Directions: In full and without changes, output the data.

Material for this task:
□ □ □
PR #761, opened 2023-12-06
feat: Add ARM64 build for operator image

ryanfaircloth:
This change provides for arm64 builds and makes minor changes to the workflow to allow correct builds on forks for the image. Buildable forks and cross platform for helper images is not a goal


SaaldjorMike:
This was merged in as part of https://github.com/humio/humio-operator/pull/762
□ □ □
Answer box:
PR #761, opened 2023-12-06
feat: Add ARM64 build for operator image

ryanfaircloth:
This change provides for arm64 builds and makes minor changes to the workflow to allow correct builds on forks for the image. Buildable forks and cross platform for helper images is not a goal


SaaldjorMike:
This was merged in as part of https://github.com/humio/humio-operator/pull/762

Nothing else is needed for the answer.